All public methods on the Registry class acquire a reentrant lock (threading.RLock) before accessing the internal module store. This ensures safe concurrent access from multiple threads, including during discovery (which may be triggered from a background thread) and query (which may be called from request-handling threads). The reentrant nature of the lock allows lifecycle hooks and event callbacks to safely call back into the registry (e.g., to query other modules during on_load).

Event System¶

The registry supports registering callback functions for two event types:

register -- Fired after a module is successfully added to the registry. Callbacks receive the module's ID and metadata.
unregister -- Fired before a module is removed from the registry. Callbacks receive the module's ID and metadata, allowing cleanup or cascading unregistration.

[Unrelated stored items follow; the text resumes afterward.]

PR #232, opened 2024-07-07
`rename-wells` CLI utility

josephschull:
This PR adds:
- a `rename-wells` utility with signature `iohub rename-wells -i input.zarr -c well-mapping.csv`, which renames the input well names in place. The `well-mapping.csv` file has two columns with old and new names, and I have an example `well-mapping.csv` in `/iohub/docs/examples`
- an API to rename single wells via `ngff.rename_well`. The CLI uses this API.


ieivanov:
Hey @josephschull @talonchandler, I'd like to test this PR - let me know if it's ready. I have a CSV like this in mind: `/hpc/projects/intracellular_dashboard/viral-sensor/2024_06_13_SEC61_TOMM20_ZIKV_DENGUE_1/0-convert/well_map.csv` but I can modify it as it makes sense

iohub/cli/cli.py
```diff
@@ -87,3 +89,60 @@ def convert(input, output, grid_layout, chunks):
         chunks=chunks,
     )
     converter()
+
+
+@click.command()
```
talonchandler, line 94:
```suggestion
@cli.command()
```
This change will add it to the group so that you can type `iohub rename-wells`.

iohub/cli/cli.py
```diff
@@ -87,3 +89,60 @@ def convert(input, output, grid_layout, chunks):
...
+@click.argument(
+    "csvfile",
+    type=click.File("r"),
+)
+@click.argument(
+    "zarrfile",
+    type=click.Path(
+        exists=True,
+        file_okay=True,
+        dir_okay=False,
```
talonchandler, line 105:
```suggestion
        dir_okay=True,
```
A .zarr is a directory, right? I couldn't get it to work without this change. How did you test this?

iohub/cli/cli.py
```diff
@@ -87,3 +89,60 @@ def convert(input, output, grid_layout, chunks):
...
+        resolve_path=True,
+        path_type=pathlib.Path,
+    ),
+)
+def rename_wells_cli(csvfile, zarrfile):
```
talonchandler, line 110:
```suggestion
def rename_wells(csvfile, zarrfile):
```
This is the CLI name, so I think you probably want `rename_wells`

iohub/cli/cli.py
talonchandler, line 105: I'm in favor of options instead of arguments (largely to match our conventions in shrimpy).

Maybe a signature like: `iohub rename-wells -i input.zarr -c names.csv`

iohub/ngff.py
```diff
@@ -1565,6 +1565,50 @@ def positions(self) -> Generator[tuple[str, Position], None, None]:
             for _, position in well.positions():
                 yield position.zgroup.path, position
 
+    def rename_well(
+        self,
+        well,
+        old_well_path: str,
```
talonchandler, line 1571: Can you explain what `well` does here? Is this parameter necessary?

iohub/cli/cli.py
```diff
@@ -87,3 +89,60 @@ def convert(input, output, grid_layout, chunks):
...
+    for old_well_path, new_well_path in names:
+        if old_well_path not in well_paths:
+            raise ValueError(
+                f"Old well path '{old_well_path}' not found "
+                f"in the plate metadata."
+            )
+        for well in plate.metadata.wells:
+            if well.path == old_well_path and well not in modified["wells"]:
+                plate.rename_well(
+                    plate, well, old_well_path, new_well_path, modified, False
```
talonchandler, line 146: I'm running into errors here. 

`TypeError: Plate.rename_well() takes from 4 to 6 positional arguments but 7 were given`

I don't think `plate` should appear as your first argument?

talonchandler (changes requested):
Hey Joseph, I've made some suggestions. Let's test this (manually first, then with simple automated tests) before we request further input from Ivan and/or Ziwen.

iohub/ngff.py
josephschull: From my understanding, well.path = new_well_path, and the eventual call to self.dump_meta() reassigns the well metadata, so I think it is necessary to include the well itself as an argument to this function rather than simply calling zarr.storage.rename(self.zgroup._store, old_well_path, new_well_path.) which renames the directory  names within the zarr store.

ieivanov: I also think that `well` shouldn't be a argument to this function. Can you not get a reference to the well from `well = self[old_well_path]`?

iohub/ngff.py
```diff
@@ -1565,6 +1565,50 @@ def positions(self) -> Generator[tuple[str, Position], None, None]:
...
+        Parameters
+        ----------
+        old_well_path : str
+            Old name of well
+        new_well_path : str
+            New name of well
+        modified : dict, optional
+            Tracks modified wells
+        single well: bool, optional
+            True: renaming one well, False: renaming multiple wells
```
ieivanov, line 1587: `modified` and `single_well` shouldn't need to be arguments either. This function should only rename one well at a time - for example, your old_well_path is a string rather than a list of strings. To modify multiple wells, the user should call this function multiple times. How do you expect the user to interact with `modified`? Should this be an internal variable, e.g. `self._modified`?

iohub/cli/cli.py
```diff
@@ -87,3 +89,60 @@ def convert(input, output, grid_layout, chunks):
...
+    help="Path to the input Zarr file.",
+)
+@click.option(
+    "-c",
+    "--csv",
+    type=click.File("r"),
+    required=True,
+    help="Path to the CSV file containing well names.",
+)
+def rename_wells(csvfile, zarrfile):
```
ieivanov, line 110: It'll be useful if this is available as a python function (i.e. not click decorated) that can be imported and used in python scripts. The CLI would then decorate and call this function, e.g.

```python
@cli.command()
@click.help_option("-h", "--help")
@click.option(
    "-i",
    "--input",
    type=click.Path(exists=True, file_okay=True, dir_okay=False),
    required=True,
    help="Path to the input Zarr file.",
)
@click.option(
    "-c",
    "--csv",
    type=click.File("r"),
    required=True,
    help="Path to the CSV file containing well names.",
)
def rename_wells_cli(csvfile, zarrfile):
    rename_wells(csvfile, zarrfile)
```

talonchandler: I like the idea of having a python-accessible way of modifying with a csv, but I will suggest swapping the names. 

The click-wrapped function is what you type at the command line, so I would suggest swapping `rename_wells` and `rename_wells_cli`.

talonchandler (changes requested):
I just tried renaming with the following file:
```
0/0,A/1
0/1,B/1
0/2,C/1
```
and found that the utility appeared to succeed, but `iohub info` did not recognize the resulting .zarr. 

I suspect this is because this example increases the number of rows? Does the utility accidentally assume the same number of rows and columns before and after?

I will send the files before and after via a separate channel.

talonchandler:
@ieivanov @ziw-liu this is ready for review and testing. 

The latest version renames wells in place without copying, updating the metadata appropriately. It adds new rows/columns and deletes empty rows/columns from the metadata as expected. 

In addition to automated tests, I made a personal copy of Ivan's `/hpc/projects/intracellular_dashboard/viral-sensor/2024_06_13_SEC61_TOMM20_ZIKV_DENGUE_1/0-convert/2024_06_13_SEC61_TOMM20_ZIKV_DENGUE.zarr/` and tested it with **`iohub rename-wells -i plate.zarr -c names.csv`** where `names.csv` is a headerless two-column file:
```
0/1,A/1
0/2,A/2
0/3,A/3
0/4,A/4
0/5,B/4
0/6,B/3
0/7,B/2
0/8,B/1
```

This test met my standards:
- the renaming was very fast (no copying)
- `iohub info` worked correctly before and after
- no evidence of old well names in `.zattrs`
- `napari-iohub` can read and display the new well names

ieivanov:
I ran into a bad error trying to use a CSV file like this:

```
0/1, B/1
```

The extra white space cased problems. I've added changed to strip any white spaces and check for correct well names (using `PlateAxisMeta`) before making any changes to the zarr store. In the process I also refactored `rename_wells` into its own file, outside `cli.py`.

ieivanov:
Tests fails because of #253. The tests to rename well pass successfully

ieivanov (approved):

talonchandler:
Nice bug find and fix!

I like it in its own file, but do you want it in `iohub/cli/rename_wells.py` instead of `iohub/rename_wells.py`? I'm flexible.

Ready to merge from my perspective.

talonchandler (approved):

ieivanov:
>I like it in its own file, but do you want it in iohub/cli/rename_wells.py instead of iohub/rename_wells.py? I'm flexible.

The `convert` and `print_into` functions are also at the `iohub/` level. I think it's fine for now, we could organize the files a bit later. 

Similar to `set_scale`, should we write `metadata` on the prior well name?

PR #233, opened 2024-07-16
Refactor NGFF module and migrate to Pydantic v2

ziw-liu:
**(Breaking)** Moved the NGFF files to a subpackage.

Migrate to Pydantic v2. Downstream packages need to use the `v1` namespace as shown in https://github.com/mehta-lab/recOrder/pull/478/commits/13ca75e78f292c20c308d42d1b33ba0c63d1015e.

This PR is laying the ground work for the upcoming NGFF UAPI implementation. But the diff is significant enough so I'd like to get it reviewed first.


JoOkuma:
@ziw-liu should you update the dependencies to `pydantic>=2`?

ziw-liu:
> @ziw-liu should you update the dependencies to `pydantic>=2`?

@JoOkuma I'm not sure why https://github.com/czbiohub-sf/iohub/pull/233/commits/8ac39c715bb1115a51a5d9f97adc938c71d63900 doesn't show up in diff.

iohub/ngff/models.py
```diff
@@ -156,22 +183,25 @@ class TransformationMeta(MetaBase):
...
+        )
+        if self.type == "identity" and methods > 0:
             raise ValueError(
                 "Method should not be specified for identity transformation!"
             )
-        elif count > 2:
+        elif self.translation and self.scale:
             raise ValueError(
-                "Only one type of transformation method is allowed."
+                "Translation cannot be set to be both translation and scale."
```
JoOkuma, line 202:
```suggestion
                "'translation' and 'scale' cannot be provided in the same 'TransformationMeta'"
```
I think this might be more clear.

iohub/ngff/nodes.py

Callbacks are invoked synchronously within the registry lock, ensuring consistent state visibility.

Query Capabilities¶

The registry provides several query methods:

get(module_id) -- Direct lookup by ID.
list() -- Returns all registered modules.
filter_by_tag(tag) -- Returns modules whose metadata includes the specified tag.
filter_by_prefix(prefix) -- Returns modules whose IDs start with the given prefix.
describe(module_id) -- Returns a ModuleDescriptor for the specified module, including exported schemas.

Key Files¶

File	Lines	Purpose
`registry/registry.py`	410	Central registry with discovery pipeline and query methods
`registry/scanner.py`	156	Multi-root extension directory scanning
`registry/metadata.py`	123	YAML metadata loading and merging
`registry/dependencies.py`	112	Topological sort with cycle detection
`registry/entry_point.py`	91	Pluggy-based entry point resolution
`registry/schema_export.py`	189	ModuleDescriptor generation and schema export
`registry/validation.py`	46	Module structural validation
`registry/types.py`	51	Shared type definitions (ModuleDescriptor, etc.)

Dependencies¶

External¶

pluggy>=1.0 -- Entry point discovery and plugin resolution.
pyyaml>=6.0 -- YAML metadata file parsing.

Internal¶

Schema System -- The registry uses the Schema System (step 6 of the discovery pipeline) to load and validate module schemas.
Executor -- The executor depends on the registry for module lookup (step 3 of the execution pipeline).

Testing Strategy¶

Discovery pipeline tests exercise the full 8-step pipeline with fixture extension directories containing valid modules, invalid modules, modules with dependencies, and modules with cycles. Tests verify correct ordering, rejection of invalid modules, and proper event emission.
Scanner tests verify multi-root scanning, file pattern matching, exclusion rules, and graceful handling of unreadable directories or broken symlinks.
Metadata tests cover YAML loading, code-defined fallback, merge conflict resolution, and validation of malformed metadata files.
Dependency tests verify topological sort correctness for various DAG shapes (linear chains, diamonds, wide graphs) and confirm that cycles are detected and reported with full paths.
EntryPoint tests mock pluggy entry points to verify resolution, instantiation, and extraction of module definitions from plugin classes.
Thread safety tests run concurrent registration, unregistration, and query operations to verify that the RLock prevents data corruption and deadlocks.
Event system tests verify that register/unregister callbacks are invoked with correct arguments and that callback exceptions do not break the registry.
ID map override tests confirm that module IDs are correctly remapped and that queries use the overridden IDs.
Test naming follows the test_<unit>_<behavior> convention.